* **Assignment**
Throughout the records below, find the lines with the string "link" and give how many there are, nothing else.

Start of Extracted material

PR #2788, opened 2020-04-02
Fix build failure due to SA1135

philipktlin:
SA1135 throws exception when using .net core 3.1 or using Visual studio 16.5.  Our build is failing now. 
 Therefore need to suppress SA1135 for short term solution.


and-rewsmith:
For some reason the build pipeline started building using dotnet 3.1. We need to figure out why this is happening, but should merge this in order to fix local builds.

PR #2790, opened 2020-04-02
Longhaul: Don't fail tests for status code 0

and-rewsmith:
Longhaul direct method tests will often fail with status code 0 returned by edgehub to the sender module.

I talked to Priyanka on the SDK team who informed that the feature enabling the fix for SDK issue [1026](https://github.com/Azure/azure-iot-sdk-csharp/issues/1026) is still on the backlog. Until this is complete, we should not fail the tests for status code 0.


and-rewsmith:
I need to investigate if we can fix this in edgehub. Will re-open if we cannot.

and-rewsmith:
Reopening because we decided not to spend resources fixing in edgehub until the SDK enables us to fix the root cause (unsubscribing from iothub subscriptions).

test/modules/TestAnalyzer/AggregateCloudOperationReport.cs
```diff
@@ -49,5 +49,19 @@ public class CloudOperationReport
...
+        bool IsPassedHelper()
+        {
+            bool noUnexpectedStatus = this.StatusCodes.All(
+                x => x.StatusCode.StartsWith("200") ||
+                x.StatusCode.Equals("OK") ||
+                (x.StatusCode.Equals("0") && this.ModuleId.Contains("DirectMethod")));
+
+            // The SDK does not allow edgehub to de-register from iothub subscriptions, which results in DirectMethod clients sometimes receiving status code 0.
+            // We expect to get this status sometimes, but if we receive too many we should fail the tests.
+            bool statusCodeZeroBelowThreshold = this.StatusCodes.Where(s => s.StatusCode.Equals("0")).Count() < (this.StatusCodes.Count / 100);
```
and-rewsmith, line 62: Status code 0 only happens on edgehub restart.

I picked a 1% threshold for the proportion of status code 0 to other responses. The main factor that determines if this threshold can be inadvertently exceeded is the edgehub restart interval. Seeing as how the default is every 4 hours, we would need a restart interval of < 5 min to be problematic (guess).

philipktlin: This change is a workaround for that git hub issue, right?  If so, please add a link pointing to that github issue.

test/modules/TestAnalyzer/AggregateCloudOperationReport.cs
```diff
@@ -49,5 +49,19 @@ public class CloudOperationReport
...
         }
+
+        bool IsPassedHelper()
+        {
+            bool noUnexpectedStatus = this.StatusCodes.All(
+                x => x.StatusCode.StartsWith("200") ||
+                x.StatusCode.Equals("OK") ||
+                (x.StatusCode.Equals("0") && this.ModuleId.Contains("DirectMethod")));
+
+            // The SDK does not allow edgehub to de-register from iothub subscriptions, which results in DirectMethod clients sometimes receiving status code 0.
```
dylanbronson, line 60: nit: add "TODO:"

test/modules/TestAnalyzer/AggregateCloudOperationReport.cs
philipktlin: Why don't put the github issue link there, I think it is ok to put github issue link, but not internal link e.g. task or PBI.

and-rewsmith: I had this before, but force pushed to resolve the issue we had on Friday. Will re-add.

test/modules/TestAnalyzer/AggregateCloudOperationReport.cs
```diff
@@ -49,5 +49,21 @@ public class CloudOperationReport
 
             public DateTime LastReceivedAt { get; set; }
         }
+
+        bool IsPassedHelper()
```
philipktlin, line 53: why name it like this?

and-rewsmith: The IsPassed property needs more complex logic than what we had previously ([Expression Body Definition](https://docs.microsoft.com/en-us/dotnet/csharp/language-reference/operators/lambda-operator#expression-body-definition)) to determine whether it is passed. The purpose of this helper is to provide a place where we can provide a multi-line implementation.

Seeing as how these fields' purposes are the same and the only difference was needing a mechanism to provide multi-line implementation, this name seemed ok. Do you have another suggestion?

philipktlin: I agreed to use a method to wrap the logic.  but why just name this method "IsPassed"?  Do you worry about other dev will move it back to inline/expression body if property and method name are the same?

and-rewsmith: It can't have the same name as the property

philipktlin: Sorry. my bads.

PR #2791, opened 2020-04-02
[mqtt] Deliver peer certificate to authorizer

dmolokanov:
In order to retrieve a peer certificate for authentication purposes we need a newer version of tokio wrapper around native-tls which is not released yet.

End of Extracted material

* **Reply to the task**
2